まだまだ春は遠いところ、間もなく、マスク生活も二年になろうとしている。
そして、多分、今年も、一年を通してマスクは手放せないだろう。
「新薬と三回目のワクチン次第」と、ある専門家は言っているが、今回のオミクロン株は、その感染力の強さをみると、いよいよ他人事にはできない感じがしている。
もちろん、私は、これまでも決して“他人事”にはせず、できるかぎりの感染対策をしながら生活してきた。
しかし、もう、それだけでは防ぎきれないようなイヤな予感がしている。
特に、「老齢の両親が感染してしまったら・・・」と思うとスゴく心配になる。
そのせいでもないが、まったく気分が上向かない。
寝ても覚めても、常に、精神が緊張している感じ。
とりわけ、一日が始まる朝が深刻。
倦怠感、疲労感、嫌悪感、不安感、恐怖心・・・そういったネガティブな感情が容赦なく襲ってくる。
昼間になると、瞬間的に気分に薄日がさすこともあるが、それはほんの束の間。
ほとんどの時間、私の心は、どんより曇ったまま。
いつまでも、どこまでも、厚い曇に覆われている。
ただ、奴隷のように諦めてはいけないこともわかっている。
で、「焼け石に水」とわかりつつも、適度な運動をし、陽にもあたっている。
調子が悪くても、日課のウォーキング(一時間余、約6km)は何とか継続。
少し前までは、かなり気合が入っており、余程の暴風雨でないかぎり、傘をさしてでも長靴を履いてでもやっていた。
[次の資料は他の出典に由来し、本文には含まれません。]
PR #89, opened 2018-08-02
Inserter - use GB createBlock to generate new blocks

mzorz:
While looking to replace and find a function in GB that would generate IDs, realized we should completely use GB's `createBlock` function instead of the mocked up `buildEmptyBlock` I was using.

何故、そこまで意地になっていたかというと、やれるのにやらないでいると自分が怠け者のように思えてしまうし、また、自分が弱い人間であることはイヤというほどわかっているわけで、一度そこに落ちてしまうとズルズルと堕落してしまうことも恐かったから。
「怠け者になりたくない」「自分の弱さに負けなくない」という一心で、ウォーキングを自分に強制していたわけ。
その目的は、もちろん、心身の健康管理。
やったらやったなりに、その後には、それなりの爽快感・達成感・安心感は得られるのだが、これまで経験したことがない次元にまで精神に支障をきたしているこの頃、それが本当に心身の健康に寄与しているのかどうか疑問に感じるようになってきた。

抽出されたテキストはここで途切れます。